Bolsonaro, a former paratrooper and an admirer of Donald Trump, took office in January 2019, using social media to portray himself as a corruption-busting anti-establishment maverick who had come to drain Brazil’s swamp.
Critics have long questioned that image, pointing to incessant accusations of low-level corruption and mafia ties that have dogged Bolsonaro’s family.
The anger appears to have spread across Brazil’s electorate in recent weeks, largely thanks to an unfolding scandal over allegedly corrupt Covid vaccine deals and Bolsonaro’s handling of the country’s Covid-19 outbreak, which has killed more than 530,000 people.
“This is Jair Bolsonaro’s worst moment. He’s melting and the idea people have of him is melting,” said Eliane Cantanhêde, a political columnist for O Estado de S Paulo, who said a congressional inquiry had laid bare the president’s “crass and preposterous” pandemic response.

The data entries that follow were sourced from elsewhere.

PR #3805, opened 2024-03-20
Removing cached lookups

sfolsom:
Removing most of the cached lookups that either have replacements or no plans to replace. Will remove other cached lookups once they have API-based lookups when they are available.


justinlittman:
I suspect the build is failing because "urn:ld4p:qa:agrovoc" is heavily used in the tests, but was removed in this PR.

jermnelson (approved):

PR #4046, opened 2025-09-25
Update Config.js to add iowa-state group

kallimathios:
## Why was this change made?

Iowa State University is setting up an integration.


jermnelson:
> Thanks, @jermnelson . I replaced the hyphen with an underscore. Do I need to also match this in the AWS Cognito group ID?

Yes, the AWS Cognito group will need to be modified to match the value in the `src/Config.js` file.

jermnelson (approved):

PR #4118, opened 2026-05-04
Version 3.17.186

jermnelson:
## Why was this change made?
Dependency updates

n/a

`package.lock` and `package.json`


jermnelson:
Updated from changes

PR #2092, opened 2026-08-28
perf(agent-rearrange): gate all logging on verbose

kyegomez:
> **Stacked on #2091.** This branch contains that PR's commit plus one more. Merge #2091 first and this reduces to the single logging commit.

## Why

I profiled the orchestration with stubbed agents, so no model time was in the measurement. Six agents in a sequential flow:

| | ms/run |
|---|---|
| default | **3.00** |
| with logging removed entirely | **0.14** |

**Roughly 95% of AgentRearrange's orchestration overhead was logging.** Flow parsing, `messages_for`, conversation building and the clone path together account for the remaining 0.14 ms — the profile shows `messages_for` at 0.001s across 300 calls.

The cost is in the sink configuration rather than the call sites. `swarms/utils/loguru_logger.py` sets `enqueue=True` (`:117`, `:132`), which pickles every record through a `multiprocessing` queue — visible in the profile as 1,500 `_pickle.Pickler.dump` calls and matching `SemLock` pairs — and there are three sinks (stdout, a combined rotating file, a per-module file), so each line is paid for three times.

## What changed

`AgentRearrange` emitted **15 records per run unconditionally**. They now go through `SerializableMixin._log`, which the class **already inherits**:

```python
def _log(self, level: str, message: str) -> None:
    if not getattr(self, "verbose", False):
        return
    logger.opt(depth=1).log(level.upper(), message)
```

No new helper, and `logger.opt(depth=1)` keeps the reported source line correct rather than pointing at the mixin.

Measured through a loguru sink:

```
verbose=False:  2 records  -> {'swarms.structs.conversation': 2}
verbose=True:  17 records  -> {'conversation': 2, 'agent_rearrange': 15}

2.58 -> 2.00 ms/run
```

The two remaining records come from `Conversation`, outside this file.

## On the error log

`_catch_error`'s log is gated too. That is safe rather than an oversight: it ends in `raise e`, so the exception reaches the caller either way — only the log line is suppressed, and both call sites (`:924`, `:1128`) let it propagate.

## Honest limits

- **This is not a meaningful wall-clock win on a real run.** 1 ms against a model call measured in seconds is noise. It matters for large batches, test suites, and anything that drives many orchestration steps without hitting a model.
- **The remaining 1.86 ms above the 0.14 ms floor is other modules' logging** and cannot be fixed from this file.
- **The real framework-wide fix is the sink configuration**, not per-structure gating: dropping `enqueue=True`, making file logging opt-in, and turning off `diagnose=True` — which currently captures local variable *values* into log files and will happily write secrets there. That is a separate change touching every structure, and I would want to measure it framework-wide first.

## Verification

**No regressions**, from a detached worktree, run offline:

```
master:  9 failed, 97 passed
branch:  9 failed, 97 passed
```

Identical failure sets — `comm` reports nothing introduced. `black --line-length 70` and `ruff check .` clean.

### DIFF
--- a/swarms/structs/agent_rearrange.py
+++ b/swarms/structs/agent_rearrange.py
@@ -37,6 +37,22 @@ from swarms.utils.generate_id import generate_id
 
 logger = initialize_logger(log_folder="rearrange")
 
+
+def _split_steps(segments: List[str]) -> List[List[str]]:
+    """Split ``->`` segments into their comma-separated agent names.
+
+    Args:
+        segments (List[str]): Flow segments, already split on ``->``.
+
+    Returns:
+        List[List[str]]: One inner list of agent names per segment.
+    """
+    return [
+        [name.strip() for name in seg.split(",") if name.strip()]
+        for seg in segments
+    ]
+
+
 # Resolved at import time from the canonical Literal type so it stays in
 # sync if HistoryOutputType ever gains/loses members.
 _VALID_OUTPUT_TYPES = set(get_args(OutputType))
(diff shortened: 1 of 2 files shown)


kyegomez:
Closing — this belongs on #2091 rather than as a separate PR. The commit has been pushed there.

PR #2094, opened 2026-08-29
[PERF][autonomous_loop][Run consecutive read-only built-in tools concurrently]

### LINKED ISSUE #1750: [Bug][Built-in autonomous-loop tools execute serially while user tools run concurrently][read_file, grep, list_directory and run_bash loop one at a time at agent.py:2402 despite base_tool supporting max_workers=4]

ayaangazali:
Closes #1750. Replaces #1772.

## What is wrong

The autonomous loop executes every built-in tool call serially. A model response asking for four file reads pays four sequential round trips, even though reads have no ordering constraint against one another.

## What this does

Consecutive read-only built-ins are buffered and flushed together through a thread pool. Ordering safety comes from when the buffer is flushed, not from inspecting arguments:

- before any mutating tool (`create_file`, `run_bash`, ...) runs
- before any control-flow tool (`subtask_done`, ...) runs
- at the tail of the response

So a read can never be reordered past a write, and a tool that is not on the read-only list never joins a batch.

## Why this replaces #1772

I force-pushed that branch to rebase it, which moves the diff under anyone already reading it. Opening a fresh PR instead and closing that one. Same change, rebased on current `master`, no history rewritten.

`tests/structs/test_agent.py`: 88 passed.


ayaangazali:
Merged `origin/master` in (`8f144873`) after #2110 landed. One conflict, in `swarms/agents/autonomous_loop.py`.

**Not superseded.** #2110 is `fix(autonomous-loop): run ContextCompressor between subtask iterations` — a different concern that happens to add a method to the same region of the same file. I checked master rather than assuming: there is still no concurrency anywhere in the autonomous loop's built-in tool path. The `_map_batch_results` / "batch visualization" already there is *attribution* of a batch back to call ids, executed one call at a time.

```
$ git show origin/master:swarms/agents/autonomous_loop.py | grep -E "ThreadPool|concurrent|as_completed"
(no matches)
```

**Conflict resolution.** Both sides added a new method at the same insertion point and the two are independent, so both are kept:

- `_run_readonly_planning_tools` (this PR, line 150) — batches consecutive read-only built-ins into `ContextThreadPoolExecutor`
- `_maybe_compress_context` (#2110, line 198) — re-seeds the transcript after a compaction

Nothing was dropped: all three call sites survive the merge — `_maybe_compress_context` at 767, `_run_readonly_planning_tools` at 858 and 995 — and the imports both methods need (`ContextThreadPoolExecutor`, `Transcript`) are present.

**Checks.** `tests/agents/test_autonomous_loop.py` **41 passed**. `black --check` and `ruff` clean. `git merge-tree --write-tree` against `origin/master` is now clean, and the pre-merge tip `aae7e628` is still an ancestor of the branch, so nothing was rewritten.

The net diff against the new base is unchanged in scope — 78 insertions across the same two files this PR always touched.

@kyegomez

ayaangazali:
Still applies on `6fbeaaa9`, merges clean, two files. This is the read-only half of #1750: consecutive built-in read tools run serially today while user tools already run concurrently, so the loop pays full latency for calls that cannot affect each other. Writes stay ordered.

ayaangazali:
Merged `origin/master` in, no rebase. MERGEABLE again at `3009364a`, two files.

One conflict, in the import list at the top of `swarms/agents/autonomous_loop.py`. #2230 moved `MAX_PLANNING_ATTEMPTS`, `MAX_SUBTASK_ITERATIONS` and `MAX_SUBTASK_LOOPS` out of the module import and onto the agent, and this branch adds `READONLY_PLANNING_TOOLS` on the adjacent line. Resolved as master's import plus the one name this branch needs. The three moved constants have zero remaining references in the file, so nothing else had to change. 62 passed.

Still the read-only half of #1750 on `3009364a`: consecutive built-in read tools run one at a time while user tools already run concurrently through `max_workers=4`.

PR #2095, opened 2026-08-29
[FIX][Agent.arun][Stop binding a third positional to run()'s imgs parameter]

ayaangazali:
Replaces #1879.

## What is wrong

`master` forwards positionally. `run()`'s parameters after `img` are `imgs`, `correct_answer`, `streaming_callback`, `n` — so a third positional lands on `imgs` long before it could reach `run()`'s own `*args`:

```py
def real_shaped_run(task=None, img=None, imgs=None, correct_answer=None,
                    streaming_callback=None, n=None, *args, **kwargs): ...
agent.run = real_shaped_run
asyncio.run(Agent.arun(agent, "T", "I", "EXTRA"))
```
```
EXTRA landed on: [imgs]
run()'s own *args: ()
```

## What this does

`*args` on these two forwarders could never carry a value through to `run()`'s `*args` under either forwarding scheme, so the signature was promising something it cannot keep. Dropped it; `task`/`img` go by keyword plus `**kwargs`. An extra positional now fails at the call rather than binding silently to the wrong parameter:

```
TypeError: Agent.arun() takes from 1 to 3 positional arguments but 4 were given
```

Same reasoning as #1891 and #1893.

## On the replaced test

`test_extra_positional_args_reach_run` asserted the binding this PR removes, and its stub was a catch-all `fake_run(*args, **kwargs)` which absorbs any binding — so it passed against the misbind it was written to catch. The replacement mirrors `run()`'s real parameter list, so a wrong bind shows up as a wrong parameter name.

If you would rather keep positional forwarding and accept the `imgs` binding, say so and I will close this.

## Why a new PR

I force-pushed #1879 to rebase it, which moves the diff under a reviewer mid-read. Fresh branch off current `master`, and I will not force-push this one. `tests/structs/test_agent.py`: 89 passed.

### DIFF
--- a/swarms/structs/agent.py
+++ b/swarms/structs/agent.py
@@ -2264,7 +2264,6 @@ Subtask Breakdown:
         self,
         task: Optional[str] = None,
         img: Optional[str] = None,
-        *args,
         **kwargs,
     ) -> Any:
         """
@@ -2273,9 +2272,7 @@ Subtask Breakdown:
         Args:
             task (Optional[str]): The task to be performed. Defaults to None.
             img (Optional[str]): The image to be processed. Defaults to None.
-            is_last (bool): Indicates if this is the last task. Defaults to False.
-            *args: Additional positional arguments.
-            **kwargs: Additional keyword arguments.
+            **kwargs: Additional keyword arguments, forwarded to run().
 
         Returns:
             Any: The result of the asynchronous operation.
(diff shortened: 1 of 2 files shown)


ayaangazali:
Re-checked against master `37c49905` today, still reproduces. `arun` and `__call__` are both still `(task, img, *args, **kwargs)` (`agent.py:2303`, `:2339`), and `run`'s parameter list is still `task, img, imgs, correct_answer, streaming_callback, n, *args` (`:3258`), so a third positional lands on `imgs` and never reaches the `*args` the forwarder advertises. Branch is MERGEABLE and the only red checks are the ones master is red on too (lowercase `pyre`, `test-main-features` with an empty `OPENAI_API_KEY`, and the `test`/`build` jobs that time out on `test_i_agent.py`). Capital `Pyre` is green.

ayaangazali:
Still applies on `6fbeaaa9`, merges clean, two files. `arun` and `__call__` both forward a third positional into `run()`, which binds it to `imgs` rather than the argument the caller meant. Anyone passing a third positional through the async path silently gets it read as an image list.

Another major newspaper, Folha de S Paulo, said on Saturday that Bolsonaro, who has faced a wave of recent protests, was suffering “a full-scale image meltdown”.
The newspaper’s polling division, Datafolha, said 54% of Brazilians thought he should be impeached, up from 49% in May, and 63% believed him incapable of governing, up from 58%.
Most voters considered their president “dishonest, insincere, incompetent, unprepared, indecisive, authoritarian and dim”, Folha said.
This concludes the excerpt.